▶ [DATA FOR THIS TASK]:
PR #172, opened 2021-05-17
CBAPI-2510: Add Permitted Roles API to SDK

abowersox-cb:
## Pull request checklist

https://jira.carbonblack.local/browse/CBAPI-2510

## Pull Request Description

Added the get_permitted_roles API to the Grant class. This allows the user to fetch the roles that they are permitted to manage.

- [ ] Yes
- [x] No

## How Has This Been Tested?

Unit test has been added for the new API. All added code is 100% covered. Coverage in grants.py remains at 99%.

### DIFF
--- a/src/cbc_sdk/platform/grants.py
+++ b/src/cbc_sdk/platform/grants.py
@@ -494,7 +494,7 @@ class Grant(MutableBaseModel):
             cb (CBCloudAPI): A reference to the CBCloudAPI object.
 
         Returns:
-            set: A set of string role URNs that we are permitted to manage (assign to users).
+            list: A list of string role URNs that we are permitted to manage (assign to users).
         """
         def _extractor(resp_data):
             """Pulls out all the lists of URN descriptors from the result."""
@@ -507,7 +507,7 @@ class Grant(MutableBaseModel):
                                                                                     token_split[1])
         data = list(_extractor(cb.get_object(url)))
         flat_data = [item for sublist in data for item in sublist]
-        return set([subitem['urn'] for subitem in flat_data if 'urn' in subitem])
+        return list(set([subitem['urn'] for subitem in flat_data if 'urn' in subitem]))
 
     @classmethod
     def create(cls, cb, template=None, **kwargs):
--- a/src/cbc_sdk/platform/grants.py
+++ b/src/cbc_sdk/platform/grants.py
@@ -486,16 +486,15 @@ class Grant(MutableBaseModel):
         self._refresh_if_needed(ret)
 
     @classmethod
-    def get_permitted_roles(cls, cb, userid):
+    def get_permitted_roles(cls, cb):
         """
-        Returns a list of all permitted roles that the specified user can have.
+        Returns a list of all permitted roles that we can assign to a user.
 
         Args:
             cb (CBCloudAPI): A reference to the CBCloudAPI object.
-            userid (int): ID of the user to get permitted roles for.
 
         Returns:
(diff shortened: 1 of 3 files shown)


src/cbc_sdk/platform/grants.py
```diff
@@ -485,6 +485,30 @@ def _delete_object(self):
...
+            set: A set of string role URNs that we are permitted to manage (assign to users).
+        """
+        def _extractor(resp_data):
+            """Pulls out all the lists of URN descriptors from the result."""
+            for d in resp_data.values():
+                for ll in d.values():
+                    yield ll
+
+        token_split = cb.credentials.token.split('/')
+        url = "/access/v3/orgs/{0}/principals/{1}/roles/permitted?type=USER".format(cb.credentials.org_key,
```
avanbrunt-cb, line 506: If we are sending the API_ID should `type=API_KEY`? Is it possible that I could get the permitted roles for a user by it's user_id while authenticating with an API_KEY?

avanbrunt-cb: Or does the type filter the roles by Access Level ones vs User roles?

avanbrunt-cb: If we can get the permitted roles for a User using an API_Key then we should consider adding this as a function to the User object as well

abowersox-cb: We can't get permitted roles for an arbitrary user. What we _can_ get are the set of roles that _you,_ the person making the request, are permitted to add to users.  Using USER as the type parameter returns this.  Using API_KEY returns the set of roles that you are permitted to add to API keys. This is not useful to us at this point.

avanbrunt-cb: To clarify, the `principal_id` in the API path has to match to the id of the principal that is authenticating otherwise we get a 403 Forbidden?

abowersox-cb: Yes. To be more precise, the principal_id in the path _has_ to be the "token" portion of the value you've supplied as the X-Auth-Token. So everything after the / character.  Otherwise, it's 403 Forbidden.

emitreva-cb (approved):
LGTM

src/cbc_sdk/platform/grants.py
```diff
@@ -486,27 +486,28 @@ def _delete_object(self):
...
                     yield ll
 
-        url = "/access/v3/orgs/{0}/principals/{1}/roles/permitted".format(cb.credentials.org_key, userid)
+        token_split = cb.credentials.token.split('/')
+        url = "/access/v3/orgs/{0}/principals/{1}/roles/permitted?type=USER".format(cb.credentials.org_key,
+                                                                                    token_split[1])
         data = list(_extractor(cb.get_object(url)))
         flat_data = [item for sublist in data for item in sublist]
-        return [subitem['urn'] for subitem in flat_data if 'urn' in subitem]
+        return set([subitem['urn'] for subitem in flat_data if 'urn' in subitem])
```
avanbrunt-cb, line 510: I'm not a fan of introducing a new type if we use `list` every where else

▶ [EXERCISE INSTRUCTIONS]: The lines from the beginning of the records through the line containing "-494,7 +494,7 @@" should be reproduced exactly. Include nothing else.

▶ [EXPECTED OUTPUT]:
PR #172, opened 2021-05-17
CBAPI-2510: Add Permitted Roles API to SDK

abowersox-cb:
## Pull request checklist

https://jira.carbonblack.local/browse/CBAPI-2510

## Pull Request Description

Added the get_permitted_roles API to the Grant class. This allows the user to fetch the roles that they are permitted to manage.

- [ ] Yes
- [x] No

## How Has This Been Tested?

Unit test has been added for the new API. All added code is 100% covered. Coverage in grants.py remains at 99%.

### DIFF
--- a/src/cbc_sdk/platform/grants.py
+++ b/src/cbc_sdk/platform/grants.py
@@ -494,7 +494,7 @@ class Grant(MutableBaseModel):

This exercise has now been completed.